What the task asks >> Each line below must be printed exactly as it stands.

Information shown >>
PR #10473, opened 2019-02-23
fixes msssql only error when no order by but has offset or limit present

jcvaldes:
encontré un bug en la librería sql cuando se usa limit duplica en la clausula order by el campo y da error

Exercise result >>
PR #10473, opened 2019-02-23
fixes msssql only error when no order by but has offset or limit present

jcvaldes:
encontré un bug en la librería sql cuando se usa limit duplica en la clausula order by el campo y da error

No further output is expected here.